The defects and difficulties of “Pauline” are plainly admitted in an editor’s note, written in French, and signed by this name; and which, proceeding as it does from the author himself, supplies a valuable comment on the work.
“I much fear that my poor friend will not be always perfectly understood in what remains to be read of this strange fragment, but it is less calculated than any other part to explain what of its nature can never be anything but dream and confusion. I do not know moreover whether in striving at a better connection of certain parts, one would not run the risk of detracting from the only merit to which so singular a production can pretend: that of giving a tolerably precise idea of the manner (genre) which it can merely indicate.

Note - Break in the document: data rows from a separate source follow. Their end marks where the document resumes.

PR #163, opened 2017-04-24
FEE-72: update secondary border color

CarlNelson:
**Jira:**
[FEE-72](https://clever.atlassian.net/browse/FEE-72)

**Overview:**
- Update secondary button border color so that hover / focus state is much more visible
- Update left border on dropdown button to be full height of button

**Screenshots/GIFs:**
Old secondary button hover
1aeb2071959f2d9c342603f95aa89f3c

New secondary button hover
f4bcc88b146e90f1902a10e8236794e4

**Roll Out:**
- Before merging:
  - [ ] Updated docs
- After merging:

### DIFF
--- a/src/DropdownButton/DropdownButton.less
+++ b/src/DropdownButton/DropdownButton.less
@@ -58,35 +58,25 @@
  */
 
 .Button--primary.DropdownButton--toggle {
-  .DropdownButton--Caret--container {
-    .border--left--s(shade(@primary_blue, @shadeStepAmount * 2));
-  }
+  .border--left--s(shade(@primary_blue, @shadeStepAmount * 2));
 }
 
 .Button--secondary.DropdownButton--toggle {
-  .DropdownButton--Caret--container {
-    .border--left--s(@primary_blue);
-  }
+  .border--left--s(tint(@primary_blue, @shadeStepAmount * 2));
 }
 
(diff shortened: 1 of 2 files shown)


src/DropdownButton/DropdownButton.less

This unpretending opening, this stir of passion, which first increases, and then gradually subsides, these transports of the soul, this sudden return upon himself, and above all, my friend’s quite peculiar turn of mind, have made alterations almost impossible. The reasons which he elsewhere asserts, and others still more cogent have secured my indulgence for this paper, which otherwise I should have advised him to throw into the fire. I believe none the less in the great principle of all composition—in that principle of Shakespeare, of Raphael, and of Beethoven, according to which concentration of ideas is due much more to their conception than to their execution; I have every reason to fear that the first of these qualities is still foreign to my friend, and I much doubt whether redoubled labour would enable him to acquire the second. It would be best to burn this; but what can I do?”
* * * * *
We might infer from this, as from his subsequent introduction, that Mr. Browning disclaimed all that is extravagant in the poem, and laid it simply to the charge of the imaginary person it is intended to depict: but that he has also prefaced it with a curious Latin quotation which identifies that person with himself.[8]